# Kindle with its Oberon dress and Borsa Bella coat



## 5495 (Jan 1, 1970)

Unable to resist the Oberon designs, I bought two covers-a Red River Garden and a Purple Butterfly. The RRG is currently for the Kindle and the Butterfly is used for a notepad cover. The skin is Decal Girl's Tropics and although it doesn't match the Purple cover I figured when I want a change I can get a skin that coordinates better with both and switch out covers. I plan to use both covers with the Borsa Bella Black Beauty bags-a Medium Hobo bag and a Large Gadget bag. I spotted the Blue Batik fabric on Borsa Bella's homepage, where Melissa said she had very little left. I called dibs and was lucky enough to get a bag. Though I can easily use the blue bag with the Black Beauty fabric my next mission is to find a coordinating fabric for a Hobo and Gadget.

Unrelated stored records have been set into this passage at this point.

PR #1343, opened 2018-11-15
remove incomplete mysql and cockroachdb support

vito:
These storage drivers were never completed and can't be configured. The CockroachDB dependency is a bit out of date, so I figured it'd be easier to just remove these until someone has the bandwidth to implement them.


storage/sql/standup.sh
```diff
@@ -36,25 +36,21 @@ function main {
      case "$2" in
      "postgres")
         create_postgres;;
-     "mysql")
-        create_mysql;;
```
srenatus: ℹ️ Looks like `create_mysql` and `destroy_mysql`  have never been defined.

PR #1345, opened 2018-11-16
Add 'both' option to use team name AND slug in TeamNameField

vito:
This allows the connector to be configured with `both` so that both team names and slugs can be returned in the groups. This makes configuring teams a bit more foolproof in Concourse; we would often have confusion over whether the team name or slug should be given by the user, so it's easier to just allow both, since collisions shouldn't be possible anyway.

### DIFF
--- a/connector/github/github.go
+++ b/connector/github/github.go
@@ -16,10 +16,9 @@ import (
 	"strings"
 	"time"
 
+	"github.com/sirupsen/logrus"
 	"golang.org/x/oauth2"
 	"golang.org/x/oauth2/github"
-
-	"github.com/sirupsen/logrus"
 
 	"github.com/dexidp/dex/connector"
 )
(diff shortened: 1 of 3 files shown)


srenatus:
@vito forgot to mention -- thank you for your contribution. 😃 👍

vito:
Updated! And no problem. There should be more to come over the coming weeks as we try and slim down our fork's deltas.

Thanks for the tip re: the header length, I'll keep an eye out for that. The reason we want both is that Concourse's dex integration allows whitelisting GitHub teams for Concourse teams, something like:

```
fly set-team -n team-name --github-team concourse:Pivotal
```

Initially we just used the team name, but users kept trying to specify the slug when configuring teams and getting confused as to why auth wouldn't work (just because of a lowercase `p`). So we figured it's easiest to just allow both.

connector/github/github.go
```diff
@@ -16,12 +16,10 @@ import (
 	"strings"
 	"time"
 
+	"github.com/dexidp/dex/connector"
+	"github.com/sirupsen/logrus"
 	"golang.org/x/oauth2"
 	"golang.org/x/oauth2/github"
-
```
srenatus: ❓ Would you mind much making this _three blocks_? Stdlib, third party, and anything starting with `github.com/dexidp/dex`? `goimports` has a setting for automatically doing this.

vito: sure!

PR #3373, opened 2024-02-23
OIDC connector: Allow specifying empty prompt type

nabokihms:
#### Overview

Enhanced the OIDC connector to allow specifying an empty promptType parameter. Previously, the default behavior always appended 'consent' if promptType was not specified. This adjustment was necessary due to variations in default behaviors across certain Identity Providers (IDPs).

https://cloud-native.slack.com/archives/C01HF2G1R34/p1708423095710099


connector/oidc/oidc.go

I do love bags.


----------



## ak rain (Nov 15, 2008)

oh you have a beautiful set up.
enjoy
sylvia


----------



## mlewis78 (Apr 19, 2009)

I love the black beauty fabric for the Borsa Bella bags.  Your other accessories are also very nice.

Was just wondering earlier tonight whether I could one of my Oberon K1 covers with a notebook.  I still don't know the answer.  Will have to measure.  I think the K2 cover is closer in size to their large journal.


----------



## ellesu (Feb 19, 2009)

Lovely! And....I love the note pad cover idea.


----------



## 911jason (Aug 17, 2009)

Great job Cobbie, they all look beautiful... You've got the Trump family of Kindles and accessories! =)


----------



## Ariadne (Oct 7, 2009)

Wow!! Great collection! And really nice pictures. Thanks for sharing!!


----------



## MrTsMom (Jun 13, 2009)

Tell me about the medium hobo bag--is there a pocket inside for the K2, or does it just go in? How big are the other pockets? Seriously considering this...


----------



## drenee (Nov 11, 2008)

Beautiful.  I wish I had thought of the notepad idea for my Oberon butterfly.  I miss it more than I miss my K1.
I'm interested in the hobo bag also.  
deb


----------



## Patrizia (Oct 29, 2008)

wow i love this.. I have the tropics skin (right now I am in love with the waterfall since it matches everything) but that batik bag is fantastic!


----------



## LCEvans (Mar 29, 2009)

Beautiful. I have the red River Garden, too. But I don't have a Borsa Bella bag. Yours is gorgeous and goes so well with your cover.


----------



## ClickNextPage (Oct 15, 2009)

Gorgeous! Wow!!!

I love seeing everyone's outfitted Kindles. So many beautiful combinations. Who knew a gadget could become a fashion accessory?


----------



## cagnes (Oct 13, 2009)

Gorgeous combos, I especially live the black beauty fabric! I love seeing how people dress up their kindles!


----------



## Chloista (Jun 27, 2009)

Just curious... when do you use the batik bag (which is very beautiful, by the way)?  I keep my Oberon covered Kindle in my regular purse all the time.


----------



## Farscape (Sep 3, 2009)

Love the notepad idea - thank you for giving me the perfect excuse to buy another Oberon cover!


----------



## Chloista (Jun 27, 2009)

Cobbie... the whole ensemble is beautiful.

SIGH.

Why is it that I want every new thing I see??  And every book I read a review of??


----------



## 911jason (Aug 17, 2009)

Cobbie said:


> Thank you. Now if only I had your talent for putting together those fabulous autograph screensavers you do so well.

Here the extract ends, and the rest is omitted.